- [Task prompt]:
When a line below contains the word "netbe", copy that line.

- [Dataset excerpts]:
* * * *
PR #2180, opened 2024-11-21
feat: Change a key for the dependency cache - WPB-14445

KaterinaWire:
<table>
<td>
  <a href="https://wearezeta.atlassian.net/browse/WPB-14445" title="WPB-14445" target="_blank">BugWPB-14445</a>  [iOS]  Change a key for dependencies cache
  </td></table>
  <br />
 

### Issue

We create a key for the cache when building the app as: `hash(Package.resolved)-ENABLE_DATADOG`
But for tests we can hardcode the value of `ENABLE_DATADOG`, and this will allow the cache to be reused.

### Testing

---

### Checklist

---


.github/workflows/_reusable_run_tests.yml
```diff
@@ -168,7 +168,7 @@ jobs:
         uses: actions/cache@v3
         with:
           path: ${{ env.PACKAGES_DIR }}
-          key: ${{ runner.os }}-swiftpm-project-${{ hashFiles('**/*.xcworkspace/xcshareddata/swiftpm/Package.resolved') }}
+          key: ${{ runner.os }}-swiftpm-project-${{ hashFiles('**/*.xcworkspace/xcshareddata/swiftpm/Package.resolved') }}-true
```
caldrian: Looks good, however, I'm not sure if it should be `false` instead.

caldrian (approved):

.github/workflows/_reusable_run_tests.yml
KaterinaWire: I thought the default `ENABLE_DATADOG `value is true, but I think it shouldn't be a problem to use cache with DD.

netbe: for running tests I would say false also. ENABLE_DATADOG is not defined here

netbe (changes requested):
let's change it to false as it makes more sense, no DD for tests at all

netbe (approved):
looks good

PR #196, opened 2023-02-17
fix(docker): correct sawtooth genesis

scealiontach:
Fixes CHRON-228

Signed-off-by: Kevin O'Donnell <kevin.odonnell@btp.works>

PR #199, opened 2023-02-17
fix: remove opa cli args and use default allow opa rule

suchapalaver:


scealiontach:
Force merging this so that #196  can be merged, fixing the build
* * * *
- [Answer box]:
netbe: for running tests I would say false also. ENABLE_DATADOG is not defined here
netbe (changes requested):
netbe (approved):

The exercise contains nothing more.